Ganztag mit „Förderung nach oben“ : Datum: Autor: Autor/in: Ralf Augsburg

Die Georg-August-Zinn-Schule in Kassel hat als „die neue GAZ“ einen Leiter Digitalisierung und ein Pflichtfach Kulturelle Bildung. „Der Ganztag muss ein Gesamtkonstrukt sein“, sagt Schulleiter Dominik Becker.

Georg-August-Zinn-Schule
Seit 1992 Europaschule: Georg-August-Zinn-Schule. © Online-Redaktion

Wenn es um die Digitalisierung geht, können Lehrkräfte häufig von ihren Schülerinnen und Schülern noch was lernen. An der Georg-August-Zinn-Schule steht dieses Expertenwissen den Lehrerinnen und Lehrern seit diesem Schuljahr auch ganz offiziell zur Verfügung: Wer in seinem Unterricht digitale Endgeräte, Programme oder Apps einsetzen möchte, aber selbst noch unsicher ist, kann Hilfe „buchen“.

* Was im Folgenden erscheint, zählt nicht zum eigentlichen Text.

PR #2949, opened 2025-02-07
Move to just (binary_only / full_system)

rmalmain:
also, updates the main readme.

linked to https://github.com/AFLplusplus/LibAFL/pull/2924

PR #2955, opened 2025-02-08
Pr/fasan multithreading fixes upstream

mkravchik:
This PR makes it possible to use Frida ASAN in realistic Windows multithreaded applications. On Windows, an application is created by default with a thread pool, and many system APIs invoke COM behind the scenes as a part of their normal functionality. COM can initiate a lot of activity on these thread pool threads without any direct request from the harness. 
The main highlights of the PR are:
1. Mutex-protected ASAN allocator.
2. More rigorous hook reentrancy protection, including environments without TLS (which happens very early and very late in the thread lifecycle).
3. Correct initialization of Stalker, which excludes the fuzzer itself from being Stalkered (which is dangerous and completely unnecessary).
4. Correct hooking of some required C runtime functions (e.g., memcpy).
5. **Static linking of the harness with C runtime**, required for preventing Frida to hook its own calls to C runtime (e.g., memcpy, memcmp, etc.).
6. Proper handling of Map/UnmapViewOfFile
7. Unit test fix
8. Removing Frida hooks and ASAN upon crashing before running other observers. This is necessary as collecting module symboling information for minibsod can easily cause OOM under ASAN. For this purpose, a new observer was introduced that should be the first in the chain.

Known limitations:
1. No extensive testing on Linux/MacOS. The existing fuzzers and unit test work on Linux.
2.  I don't know how to link statically with C runtime on Linux (and haven't looked at MacOS, because I don't have one). glibc can't really be linked statically (because its TLS functionality is not in the static library) and musl has no cpp...
3. In order to have correct coverage in the multithreaded environment, more changes are required (such as per-thread coverage map). This goes beyond my current scope of work....


s1341:
Looks like CI failed due to DNS issues, I have rerun the failed/skipped tests.

fuzzers/binary_only/frida_executable_libpng/src/fuzzer.rs
```diff
@@ -113,16 +114,22 @@ unsafe fn fuzz(
...
+                    options,
+                    tuple_list!(coverage, asan),
+                )));
                 #[cfg(windows)]
-                let mut frida_helper =
-                    FridaInstrumentationHelper::new(&gum, &options, tuple_list!(coverage));
+                let frida_helper = Rc::new(RefCell::new(FridaInstrumentationHelper::new(
+                    &gum,
+                    &options,
+                    tuple_list!(coverage),
```
s1341, line 126: shouldn't this always include asan?

s1341: This code should all be deduplicated similar to what has been done in frida_libpng. (I.e. using IfElseRuntime)

libafl_frida/src/asan/asan_rt.rs
```diff
@@ -62,6 +62,199 @@ extern "C" {
...
+    }
+    teb
+}
+
+/// Some of our hooks can be invoked from threads that do not have TLS yet.
+/// Many Rust and Frida functions require TLS to be set up, so we need to check if we have TLS.
+/// This was observed on Windows, so for now for other platforms we assume that we have TLS.
+#[inline]
+#[allow(unreachable_code)]
+fn has_tls() -> bool {
```
s1341, line 91: maybe move this to bolts?

libafl_frida/src/asan/asan_rt.rs
```diff
@@ -62,6 +62,199 @@ extern "C" {
...
+impl Default for AsanInHookGuard {
+    fn default() -> Self {
+        Self::new()
+    }
+}
+/// The Lock below is a simple spinlock that uses the thread id as the lock value.
+/// This is a simple way to prevent reentrancy in the hooks when we don't have TLS.
+/// This is not a perfect solution, as it is global so it orders all threads without TLS.
+/// However, this is a rare situation and should not affect performance significantly.
+use std::sync::atomic::{AtomicU64, Ordering};
```
s1341, line 153: Maybe move to bolts?

libafl_frida/src/asan/asan_rt.rs
```diff
@@ -62,6 +62,199 @@ extern "C" {
...
+
+#[cfg(any(target_os = "linux", target_vendor = "apple"))]
+use errno::{errno, set_errno, Errno};
+#[cfg(target_os = "windows")]
+use winapi::shared::minwindef::DWORD;
+/// We need to save and restore the last error in the hooks
+#[cfg(target_os = "windows")]
+use winapi::um::errhandlingapi::{GetLastError, SetLastError};
+
+struct LastErrorGuard {
```
s1341, line 209: Maybe move to bolts?

libafl_frida/src/frida_helper_shutdown_observer.rs
```diff
@@ -0,0 +1,97 @@
...
+    Serialize,
+};
+
+use crate::helper::{FridaInstrumentationHelper, FridaRuntimeTuple};
+
+#[allow(clippy::unsafe_derive_deserialize)]
+#[derive(Serialize, Debug)]
+/// An observer that shuts down the Frida helper upon crash
+/// This is necessary as we don't want to keep the instrumentation around when processing the crash
+pub struct FridaHelperObserver<'a, RT> {
```
s1341, line 16: We need a better name for this. Also, some way to make sure it is at the front of the list?

s1341 (commented):
A few comments, but otherwise Great Work!

libafl_frida/src/frida_helper_shutdown_observer.rs
mkravchik: This is the best name I could come up with, you are welcome to suggest or to change

libafl_frida/src/asan/asan_rt.rs
mkravchik: I think this tool is quite specific for the current problem and am not sure it is worth moving it out

libafl_frida/src/asan/asan_rt.rs
mkravchik: Moved

libafl_qemu/src/modules/usermode/asan.rs
```diff
@@ -1641,11 +1641,11 @@ pub unsafe fn asan_report(rt: &AsanGiovese, qemu: Qemu, pc: GuestAddr, err: &Asa
                         info += &line.to_string();
                     }
                 } else {
-                    info += &format!(" ({}+{raddr:#x})", images[*idx].0);
+                    let _ = write!(&mut info, " ({}+{raddr:#x})", images[*idx].0);
                 }
             }
             if info.is_empty() {
-                info += &format!(" ({}+{raddr:#x})", images[*idx].0);
+                let _ = write!(&mut info, " ({}+{raddr:#x})", images[*idx].0);
```
domenukk, line 1648: Should we report errors or can this never fail, anyway

libafl_frida/Cargo.toml
```diff
@@ -99,6 +100,7 @@ serial_test = { workspace = true, default-features = false, features = [
 clap = { workspace = true, features = ["derive"] }
 libloading = "0.8.5"
 mimalloc = { workspace = true, default-features = false }
+dlmalloc = { version = "0.2.6", features = ["global"] }
```
tokatoka, line 103: this is not used.
can you delete?

libafl_qemu/src/modules/usermode/asan.rs
mkravchik: Frankly speaking, I have no clue about this code; this fix comes from the main. I'm not certain why clippy suddenly complained about that, I haven't touched or even seen this code before

libafl_frida/Cargo.toml
mkravchik: Done

mkravchik:
A question to the distinguished reviewers and Rust experts. The build of this PR is failing due to a peculiar problem with the configuration files.
frida_windows_gdiplus used to have a `cargo/.config` file with the following content:
```
[build]
target = "x86_64-pc-windows-msvc"
```
I'm not sure why is this necessary, but without it `cargo clippy` on Linux for this project fails with the error:
```
cargo clippy
error: cannot produce proc-macro for `bitbybit v1.3.2` as the target `x86_64-unknown-linux-gnu` does not support these crate types
```

In order to avoid self-hooking, the fuzzer needs to be linked statically with C runtime. To achieve this I added the configuration file suggested by Rust docs, `.cargo/config.toml` with the following entry:
```
[build]
rustflags = ["-C", "target-feature=+crt-static"]
```

However, when I add this file, clippy starts ignoring the old style `cargo./config` and fails.
So we can't have both files.

Then I tried to put both configuration lines in either of these files.
However, `rustflags` is not being considered when in `cargo/.config`. On the other hand, `target` seems to be ignored in `.cargo/config.toml` or at least is failing with a different error:
```
error[E0463]: can't find crate for `core`
  |
  = note: the `x86_64-pc-windows-msvc` target may not be installed
  = help: consider downloading the target with `rustup target add x86_64-pc-windows-msvc`
```

or, when installing it, it fails like:
```
   Compiling serde_derive v1.0.217
warning: libmimalloc-sys@0.1.39: GNU compiler is not supported for this target
warning: libmimalloc-sys@0.1.39: GNU compiler is not supported for this target
warning: libmimalloc-sys@0.1.39: GNU compiler is not supported for this target
error: failed to run custom build command for `libmimalloc-sys v0.1.39`
```

So, I'm not sure how to continue. If you have any explanation for the problem, or any suggestion how to satisfy both requirements - please advise

libafl_frida/src/asan/asan_rt.rs
s1341: Note also that we observed this issue on aarch64-darwin too.

fuzzers/binary_only/frida_executable_libpng/src/fuzzer.rs
s1341: Ok Leave it. I will do it in a follow up PR.

libafl_frida/src/asan/asan_rt.rs
s1341: Ok. Leave it here.

libafl_frida/src/frida_helper_shutdown_observer.rs
s1341: Perhaps `FridaInstrumentationDisablingObserver` or something equally teeth breaking?

s1341:
No idea about the config file issue...

domenukk:
@addisoncrump might take a look, he's struggled through similar things

addisoncrump:
> @addisoncrump might take a look, he's struggled through similar things

Taking a look now :+1: Almost always this is some weird interaction with bad error messages...

addisoncrump:
Okay, I think I figured it out but it required digging around a _lot_ in the guts of libafl_targets. Hopefully still works...

addisoncrump:
I see, CI doesn't run if conflicts are present :facepalm:

addisoncrump:
Seems to work. @mkravchik see diff when you get a chance, the trick was to just not use `msvc` but instead `gnullvm` and not specify this in the `.cargo/config.toml`.

mkravchik:
@addisoncrump - thanks a lot! Indeed, lots of black magic involved.

.github/workflows/fuzzer-tester-prepare/action.yml
```diff
@@ -12,7 +12,7 @@ runs:
       with: { shared-key: "${{ runner.os }}-shared-fuzzer-cache" }
     - name: Install fuzzers deps
       shell: bash
-      run: sudo apt-get update && sudo apt-get install -y nasm nlohmann-json3-dev gcc-aarch64-linux-gnu g++-aarch64-linux-gnu gcc-mipsel-linux-gnu g++-mipsel-linux-gnu gcc-powerpc-linux-gnu g++-powerpc-linux-gnu libc6-dev-i386-cross libc6-dev libc6-dev-i386 lib32gcc-11-dev lib32stdc++-11-dev libgtk-3-dev pax-utils python3-msgpack python3-jinja2 
+      run: sudo apt-get update && sudo apt-get install -y nasm nlohmann-json3-dev gcc-aarch64-linux-gnu g++-aarch64-linux-gnu gcc-mipsel-linux-gnu g++-mipsel-linux-gnu gcc-powerpc-linux-gnu g++-powerpc-linux-gnu libc6-dev-i386-cross libc6-dev libc6-dev-i386 lib32gcc-11-dev lib32stdc++-11-dev libgtk-3-dev pax-utils python3-msgpack python3-jinja2 g++-mingw-w64
```
tokatoka, line 15: @addisoncrump 
we need this?
but it is strange that it fixed your problem. this action file is not used by windows vm at all

tokatoka: (including frida_gdi_plus ci that failed before this change of yours)

tokatoka: i understand that build is also running on ubuntu but it's useless.
we removed it in #2949 

can you delete it? 

and after we merge #2949 then that should be gone. 
or you can just ignore that error we'll remove that anyway

libafl_targets/src/libfuzzer.c
```diff
@@ -47,7 +47,7 @@ EXT_FUNC_IMPL(main, int, (int argc, char **argv), false) {
   #endif
 }
 
-  #if defined(_WIN32)
+  #if defined(_WIN32) && !defined(__clang__)
```
tokatoka, line 50: not sure if this doesn't break libfuzzer_windows_asan.
i added the tests in [#2961](https://github.com/AFLplusplus/LibAFL/pull/2949) let's see

mkravchik:
Is there anything you need on my side to merge this?

tokatoka:
no but for now i want #2949 to be merged and bring those tests in that PR to see if it works on this branch too

tokatoka:
in my opinion probably better to change !defined(__clang__) to defined(_MSC_VER) instead. i don't current code in libafl-targets works with other compilers

tokatoka:
On which platform are you building this frida-gdiplus stuff with? You are using windows no?

tokatoka:
@mkravchik

tokatoka:
@mkravchik 

3 things i want you to do

1.
https://github.com/AFLplusplus/LibAFL/blob/main/.github/workflows/build_and_test.yml#L262
Can you change this line here
to 
`# - ./fuzzers/binary_only/frida_windows_gdiplus` on your branch?

2.
Can you delete `g++-mingw-w64` dependency that was added in [.github/workflows/fuzzer-tester-prepare/action.yml](https://github.com/AFLplusplus/LibAFL/pull/2955/files#diff-5f1ceca6ab3d3ceb35ab4a181117332c7894a520b974913c992e6f2f02e757d6) in your branch?

3.
Can you revert this
https://github.com/mkravchik/LibAFL/blob/pr/fasan-multithreading-fixes-upstream/libafl_targets/src/libfuzzer.c#L50
back to `#if defined(_WIN32)` and see if it works for you?

Also please test `frida_windows_gdiplus` on windows, you should not run or test this on Linux

mkravchik:
Hi, I test on Windows, of course. The failure on Linux was fuzzer_test that ran clippy. only. 
These were the changes added by @addisoncrump, if you get rid of clippy on Linux they are not necessary, I guess.
I will check today

libafl_targets/src/cmplog.c
```diff
@@ -15,7 +15,7 @@ void *__libafl_asan_region_is_poisoned(void *beg, size_t size) {
   return NULL;
 }
 
-  #if defined(__clang__)
+  #if defined(__clang__) && defined(_MSC_VER)
```
tokatoka, line 18: for this you don't have to revert

tokatoka:
@mkravchik 
for common.h and cmplog.c don't revert it.. (i.e. don't make any change)

tokatoka:
it's not reverted.
can you just run `git checkout origin/main -- libafl_targets/src` ?

mkravchik:
Here you go.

Zwölf Schülerinnen und Schüler des Wahlpflichtkurses Digitalisierung bereiten dann die entsprechende Hard- und Software vor und stehen auch während des Unterrichts unterstützend zur Seite. Sie administrieren Tablets, erstellen Erklärvideos und Steckbriefe für Apps. An der „GAZ“, wie alle die Integrierte Gesamtschule im Stadtteil Oberzwehren nennen, finden die Lehrerinnen und Lehrer es nicht ehrenrührig, solche Hilfe in Anspruch zu nehmen.

„Leiter Digitalisierung“: Sprechstunde und „Fobi-Snacks“

Die Georg-August-Zinn-Schule hat aber seit 2020 auch einen „Leiter Digitalisierung“, der Mitglied der Schulleitung ist. „Uns war klar, dass wir für die Digitalisierung nicht einfach nur einen Kollegen beauftragen können, der das so nebenbei macht“, sagt Schulleiter Dominik Becker. Schon als Referendar hatte sich Sait Toprakoğlu um die Digitalisierung der Schule gekümmert. Er habe für das Thema schon immer gebrannt. Toprakoğlu hält nicht nur Sprechstunden ab, sondern hat selbst ein digitales Fortbildungsformat entwickelt.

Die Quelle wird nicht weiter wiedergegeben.